##### Exercise data
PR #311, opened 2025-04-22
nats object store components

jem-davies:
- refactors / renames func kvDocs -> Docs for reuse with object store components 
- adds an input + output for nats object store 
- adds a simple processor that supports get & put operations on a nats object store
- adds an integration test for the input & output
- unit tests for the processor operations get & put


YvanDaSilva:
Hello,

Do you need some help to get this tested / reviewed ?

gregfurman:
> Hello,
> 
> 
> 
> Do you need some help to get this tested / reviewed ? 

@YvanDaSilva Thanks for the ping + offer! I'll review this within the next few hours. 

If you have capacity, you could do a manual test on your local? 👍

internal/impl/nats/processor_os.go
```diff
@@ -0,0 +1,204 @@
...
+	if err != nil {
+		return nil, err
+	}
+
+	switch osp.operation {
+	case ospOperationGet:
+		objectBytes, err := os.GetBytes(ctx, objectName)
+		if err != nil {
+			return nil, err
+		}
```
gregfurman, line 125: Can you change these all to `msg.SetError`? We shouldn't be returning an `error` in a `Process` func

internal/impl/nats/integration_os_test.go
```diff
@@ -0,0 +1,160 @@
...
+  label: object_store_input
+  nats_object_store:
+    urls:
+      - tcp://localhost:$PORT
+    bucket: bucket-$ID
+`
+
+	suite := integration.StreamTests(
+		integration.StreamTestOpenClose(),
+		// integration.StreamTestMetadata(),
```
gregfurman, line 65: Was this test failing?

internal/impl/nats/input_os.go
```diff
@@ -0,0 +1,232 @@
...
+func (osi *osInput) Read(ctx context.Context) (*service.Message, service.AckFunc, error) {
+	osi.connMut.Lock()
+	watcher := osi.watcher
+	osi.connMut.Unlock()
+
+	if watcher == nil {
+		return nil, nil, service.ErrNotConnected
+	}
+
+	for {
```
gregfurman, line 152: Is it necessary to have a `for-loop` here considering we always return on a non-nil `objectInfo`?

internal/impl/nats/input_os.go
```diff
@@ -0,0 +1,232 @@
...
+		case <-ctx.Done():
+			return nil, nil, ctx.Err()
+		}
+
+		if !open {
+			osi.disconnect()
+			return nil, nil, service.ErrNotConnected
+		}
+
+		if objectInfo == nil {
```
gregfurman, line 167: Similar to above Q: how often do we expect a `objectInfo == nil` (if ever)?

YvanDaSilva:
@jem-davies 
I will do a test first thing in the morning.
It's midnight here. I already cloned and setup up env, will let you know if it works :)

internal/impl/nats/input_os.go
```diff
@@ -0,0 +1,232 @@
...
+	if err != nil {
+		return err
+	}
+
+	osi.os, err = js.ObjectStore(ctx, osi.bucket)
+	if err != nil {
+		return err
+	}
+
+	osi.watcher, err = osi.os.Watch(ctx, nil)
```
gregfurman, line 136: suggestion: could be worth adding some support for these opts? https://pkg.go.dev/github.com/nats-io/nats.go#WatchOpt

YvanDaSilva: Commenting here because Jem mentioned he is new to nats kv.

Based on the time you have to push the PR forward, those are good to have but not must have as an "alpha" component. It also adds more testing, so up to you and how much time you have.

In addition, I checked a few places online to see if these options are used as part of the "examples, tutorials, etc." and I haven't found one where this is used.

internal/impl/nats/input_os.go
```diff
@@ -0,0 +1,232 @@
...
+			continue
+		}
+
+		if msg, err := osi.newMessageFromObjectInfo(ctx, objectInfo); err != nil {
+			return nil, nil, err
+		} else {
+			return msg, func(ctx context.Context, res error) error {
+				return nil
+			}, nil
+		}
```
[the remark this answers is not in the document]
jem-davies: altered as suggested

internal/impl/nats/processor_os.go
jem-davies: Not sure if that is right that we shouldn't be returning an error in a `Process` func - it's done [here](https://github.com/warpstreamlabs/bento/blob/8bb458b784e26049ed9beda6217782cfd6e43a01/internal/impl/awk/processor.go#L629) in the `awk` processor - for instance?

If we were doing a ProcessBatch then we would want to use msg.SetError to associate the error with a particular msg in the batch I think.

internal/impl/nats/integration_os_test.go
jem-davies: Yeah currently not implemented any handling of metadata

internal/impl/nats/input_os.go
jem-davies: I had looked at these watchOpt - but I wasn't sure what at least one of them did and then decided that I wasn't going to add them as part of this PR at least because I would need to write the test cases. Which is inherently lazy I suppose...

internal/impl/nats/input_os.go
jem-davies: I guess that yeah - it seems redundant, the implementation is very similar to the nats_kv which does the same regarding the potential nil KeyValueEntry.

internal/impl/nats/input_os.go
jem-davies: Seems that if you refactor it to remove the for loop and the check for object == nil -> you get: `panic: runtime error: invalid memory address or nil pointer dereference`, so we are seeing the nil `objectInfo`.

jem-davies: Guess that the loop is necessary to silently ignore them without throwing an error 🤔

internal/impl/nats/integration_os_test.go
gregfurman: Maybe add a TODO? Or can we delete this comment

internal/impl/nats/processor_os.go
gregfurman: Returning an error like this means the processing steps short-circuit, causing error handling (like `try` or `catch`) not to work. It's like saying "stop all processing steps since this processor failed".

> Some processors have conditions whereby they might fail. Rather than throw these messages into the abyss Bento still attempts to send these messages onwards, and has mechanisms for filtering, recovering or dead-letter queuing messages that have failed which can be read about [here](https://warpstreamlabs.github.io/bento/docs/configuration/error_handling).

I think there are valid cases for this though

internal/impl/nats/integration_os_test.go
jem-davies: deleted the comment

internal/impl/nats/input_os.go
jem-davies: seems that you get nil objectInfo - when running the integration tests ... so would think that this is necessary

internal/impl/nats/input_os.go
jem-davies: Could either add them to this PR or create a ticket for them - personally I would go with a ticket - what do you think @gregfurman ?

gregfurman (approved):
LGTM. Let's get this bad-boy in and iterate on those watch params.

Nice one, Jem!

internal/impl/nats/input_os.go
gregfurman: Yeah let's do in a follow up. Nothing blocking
##########
##### Exercise data
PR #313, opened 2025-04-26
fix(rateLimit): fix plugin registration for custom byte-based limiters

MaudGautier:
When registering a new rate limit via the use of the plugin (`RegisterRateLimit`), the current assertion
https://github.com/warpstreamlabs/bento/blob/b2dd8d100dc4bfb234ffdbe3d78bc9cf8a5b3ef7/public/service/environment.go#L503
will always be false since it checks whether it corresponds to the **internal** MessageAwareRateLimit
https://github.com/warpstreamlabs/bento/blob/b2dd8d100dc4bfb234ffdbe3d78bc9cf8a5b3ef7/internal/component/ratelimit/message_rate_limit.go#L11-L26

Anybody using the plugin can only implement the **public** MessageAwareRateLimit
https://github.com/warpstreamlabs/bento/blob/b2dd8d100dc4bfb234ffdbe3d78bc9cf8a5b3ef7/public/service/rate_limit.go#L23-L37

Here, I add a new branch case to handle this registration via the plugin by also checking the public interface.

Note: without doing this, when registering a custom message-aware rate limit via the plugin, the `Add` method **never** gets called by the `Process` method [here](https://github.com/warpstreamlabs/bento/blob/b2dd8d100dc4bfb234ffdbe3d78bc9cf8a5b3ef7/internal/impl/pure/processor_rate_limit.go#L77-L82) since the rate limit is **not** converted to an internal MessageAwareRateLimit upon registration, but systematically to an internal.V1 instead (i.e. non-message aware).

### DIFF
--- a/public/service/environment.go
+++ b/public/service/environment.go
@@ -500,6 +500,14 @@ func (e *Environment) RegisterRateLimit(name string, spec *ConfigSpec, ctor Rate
##########
* **Exercise brief**: Retype exactly the lines above, from the one with "jem-davies: I guess" through the one with "gregfurman: Returning an", inclusive.

* **Final answer**:
jem-davies: I guess that yeah - it seems redundant, the implementation is very similar to the nats_kv which does the same regarding the potential nil KeyValueEntry.

internal/impl/nats/input_os.go
jem-davies: Seems that if you refactor it to remove the for loop and the check for object == nil -> you get: `panic: runtime error: invalid memory address or nil pointer dereference`, so we are seeing the nil `objectInfo`.

jem-davies: Guess that the loop is necessary to silently ignore them without throwing an error 🤔

internal/impl/nats/integration_os_test.go
gregfurman: Maybe add a TODO? Or can we delete this comment

internal/impl/nats/processor_os.go
gregfurman: Returning an error like this means the processing steps short-circuit, causing error handling (like `try` or `catch`) not to work. It's like saying "stop all processing steps since this processor failed".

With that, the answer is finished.